Actually, it's the opposite. Nearly all computing platforms use little-endian nowadays, which means that the byte order is swapped in memory compared to your hexadecimal on screen (since a pixel has historically been mapped to a 32-bit integer, even if nowadays we have alternatives).

Thus, BGRA is the native pixel layout in terms of memory, even if the corresponding hex representation for int32 would be 0xAARRGGBB.

https://chat.openai.com/share/1b58701c-4dd2-4896-911d-24e5f2cc9005

RGBA and ARGB are also commonly used on non-windows platforms. Thus, most image codecs will support decoding to all 3 (or more, for HDR).

I am aware of BGRA, but that happens when you either reinterpret the buffer of pixels that is in &[u8] to &[u32], you will get BGRA as your pixel type. At this point, it becomes implementation knowledge to know what you are doing.

When viewing them as individual bytes in a &[u8] , the red pixel comes first, followed by green and followed by blue, since the library tries to manipulate pixels as bytes, to it, red comes first, then green, then blue and finally alpha if we are doing rgba.

zune-image, for speed reasons de-interleaves the whole pixel array to allow for parallel processing of different channels, this means in it's memory, if the colorspace is rgb, the first channel contains R, second G, and third B.

Well, in windows memory the individual bytes are ordered B,G,R,A. Which is why they have the same layout in the windows bitmap format. If possible, it would be nice to have a flag that preserves that order.

I can add a flag to do that, will do it over the weekend.

First an update, all supported images decode to rgb now.

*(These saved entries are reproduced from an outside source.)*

PR #215, opened 2024-06-06
replace omega22 -> omega_gw

md-arif-shaikh:
To accommodate the precessing case, we need to change `omega22` to a generic name `omega_gw`. This is because unlike the nonprecessing case, 22 mode is neither dominant nor the most suitable quantity for precessing systems to measure eccentricity from. For example, in the precessing case, a combination of omega from (2, 2) and (2, -2) mode in the co-precessing frame may provide a more suitable omega to use for measuring eccentricity.


vijayvarma392:
Is this ready for review? I don't always get notifications unless you ask for a review.

vijayvarma392:
Cool. Tip: You can set such PRs to draft to avoid confusion:
image

md-arif-shaikh:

Second would a separate pass on rgba to bgra satisfy the need to ensure bgra output, It can be done via simd. I don't want to add flags because bmps have different configs, e.g palette images, 16 bit images (packed format), 32 bit images with different bitconfigurations, (see https://entropymine.com/jason/bmpsuite/bmpsuite/html/bmpsuite.html), so ensuring each can either do rgb(a) or bgr(a) is a lot of work and a maintenance burden, but having it as a separate entity means that it's just a different pass. And BMP isn't used for huge images so I don't think it would be a bottleneck

Added initial support for this, using const generics so unnecessary paths should be optimized out (not yet confirmed), 0.5.0-rc3 should have this.

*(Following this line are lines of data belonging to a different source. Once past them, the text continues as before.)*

PR #414, opened 2022-05-30
feat: improve Transaction datatype and

ErnoW:
---
name: 'Pull request'
about: A new pull request
---

### Checklist

### Issue Description
- Split up and cleanup files based on EvmTransactions
- Add docs for evm transaction properties
- Improve .equals functions for evm transactions and make more consistent
- Fix todo where we pass chain: 1, for all transaction responses in the api. Now we use the 'chain' param to supply the correct chain to the evnTransactions

### DIFF
--- a/packages/evmApi/src/EvmApiPaginatedResultAdapter.ts
+++ b/packages/evmApi/src/EvmApiPaginatedResultAdapter.ts
@@ -12,7 +12,7 @@ export class EvmApiPaginatedResultAdapter<
 
   constructor(
     data: Data,
-    adapter: (data: Data) => AdaptedData,
+    adapter: (data: Data, params: Params) => AdaptedData,
     jsonAdapter: (data: AdaptedData) => JSONData,
     params: Params,
     nextCall?: () => Promise<EvmApiPaginatedResultAdapter<Data, AdaptedData, JSONData, Params>>,
--- a/packages/evmApi/src/EvmApiPaginatedResultAdapter.ts
+++ b/packages/evmApi/src/EvmApiPaginatedResultAdapter.ts
@@ -6,16 +6,18 @@ export class EvmApiPaginatedResultAdapter<
   Data extends PaginatedResponse<unknown>,
   AdaptedData,
   JSONData,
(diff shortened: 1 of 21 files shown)


packages/evmApi/src/resolvers/account/getTokenBalances.ts
```diff
@@ -21,11 +26,15 @@ export const getTokenBalancesResolver = new EvmResolver({
         contractAddress: token.token_address,
         logo: token.logo,
         thumbnail: token.thumbnail,
-        // TODO: add chain info (or omit it from Erc20Token type)
-        chain: 0,
+        // TODO: Fix typing that chain always is set (because we have default value in parseParams)
+        // eslint-disable-next-line @typescript-eslint/no-non-null-assertion
+        chain: params.chain!,
```
sogunshola, line 31: Great idea getting the chain back from the params 🔥

packages/evmApi/src/EvmApiPaginatedResultAdapter.ts
```diff
@@ -6,16 +6,18 @@ export class EvmApiPaginatedResultAdapter<
...
   JSONData,
-> extends EvmApiResultAdapter<Data, AdaptedData, JSONData> {
-  private _nextCall?: () => Promise<EvmApiPaginatedResultAdapter<Data, AdaptedData, JSONData>>;
+  Params,
+> extends EvmApiResultAdapter<Data, AdaptedData, JSONData, Params> {
+  private _nextCall?: () => Promise<EvmApiPaginatedResultAdapter<Data, AdaptedData, JSONData, Params>>;
 
   constructor(
     data: Data,
     adapter: (data: Data) => AdaptedData,
```
sogunshola, line 15: I think the `adapter` here should also accept `Params` like in `EvmApiResultAdapter.ts`

sogunshola:
```suggestion
    adapter: (data: Data, params: Params) => AdaptedData,
```

PR #440, opened 2022-06-02
code clean up, remove few todos and little optimisations

sogunshola:
---
name: 'Pull request'
about: A new pull request
---

### Checklist

### Issue Description


packages/evmApi/src/resolvers/PaginatedResolver.ts
```diff
@@ -92,14 +92,12 @@ export class EvmPaginatedResolver<
...
-    const bodyParams = this.getBodyParams(apiParams);
-
     const { result } = await RequestController.post<
       ServerResponse<PaginatedResponse<ApiResult>>,
       Record<string, string>,
-      Record<string, string>
-    >(url, searchParams, bodyParams);
+      //@ts-ignore TODO: fix the ApiParams type, as it should extend object/record
+      ApiParams
+    >(url, {}, apiParams);
```
ErnoW, line 100: Why did you remove the searchParams? 
We can have post requests that have both search params and bodyParams.

packages/evmApi/src/resolvers/Resolver.ts
```diff
@@ -159,14 +159,12 @@ export class EvmResolver<ApiParams, Params, ApiResult, AdaptedResult, JSONResult
...
 
-    const searchParams = this.getSearchParams(apiParams);
-    const bodyParams = this.getBodyParams(apiParams);
-
-    const { result } = await RequestController.post<
-      ServerResponse<ApiResult>,
-      Record<string, string>,
-      Record<string, string>
-    >(url, searchParams, bodyParams);
+    //@ts-ignore TODO: fix the ApiParams type, as it should extend object/record
```
ErnoW, line 162: Why did you remove the searchParams?
We can have post requests that have both search params and bodyParams.

packages/evmApi/src/resolvers/defi/getPairAddress.ts
```diff
@@ -22,7 +22,7 @@ export const getPairAddressResolver = new EvmResolver({
   name: 'getPairAddress',
   getPath: (params: Params) => `${params.token0Address}/${params.token1Address}/reserves`,
   apiToResult: (data: ApiResult, params: Params) => ({
-    //   ApiResult types generated all come as undefined which should not be the case TODO:
+    //   ApiResult types generated all come as undefined which should not be the case
```
ErnoW, line 25: Please leave this TODO as it is something that is not addressed yet.

packages/evmApi/src/resolvers/token/getAllTokenIds.ts
```diff
@@ -15,11 +15,30 @@ export interface Params extends Camelize<Omit<ApiParams, 'chain' | 'address'>>,
 }
 
 type ApiResult = operations[operation]['responses']['200']['content']['application/json'];
+interface Result extends Omit<ApiResult, 'result'> {
```
ErnoW, line 18: Can you add a TODO to revisit this when api has updated the definition. Also add an issue ticket for this, so we can pick this up next sprint.

Also do not name this Result but rather use ApiResult as it might cause confusion that this is a parsed result.

You can name the original `ApiResult` to `GeneratedApiResult`

packages/evmApi/src/resolvers/token/getTokenIdMetadata.ts
```diff
@@ -17,10 +17,17 @@ export interface Params extends Camelize<Omit<ApiParams, 'chain' | 'address'>> {
 
 type ApiResult = operations[operation]['responses']['200']['content']['application/json'];
 
+export interface Result extends ApiResult {
```
ErnoW, line 20: Can you add a TODO to revisit this when api has updated the definition. Also add an issue ticket for this, so we can pick this up next sprint.

Also do not name this Result but rather use ApiResult as it might cause confusion that this is a parsed result.

You can name the original `ApiResult` to `GeneratedApiResult`

packages/server/src/utils/parseFile.ts
```diff
@@ -0,0 +1,20 @@
+import { File, FullOptions } from 'parse';
```
ErnoW, line 1: Why is this file included?

ErnoW (changes requested):

packages/evmApi/src/resolvers/Resolver.ts
sogunshola: I only made this update for server requests. The server requests are all POST and the parameters are all expected in the body.

packages/evmApi/src/resolvers/PaginatedResolver.ts
sogunshola: I only made this update for server requests. The server requests are all POST and the parameters are all expected in the body.

packages/server/src/utils/parseFile.ts
sogunshola: taking out, was not meant to be part of the PR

I put it in a feature flag to reduce code bloat.

In Cargo.toml

zune-bmp={version="0.5.0-rc3", features=["rgb_inverse"]}

In code, call

let mut decoder = BmpDecoder::new();
decoder.preserve_bgra(true);
// other things

Hi, any more concerns?

The redesign in the IO interface requires some complex mapping to my own IO traits, and I haven't gotten that solved yet.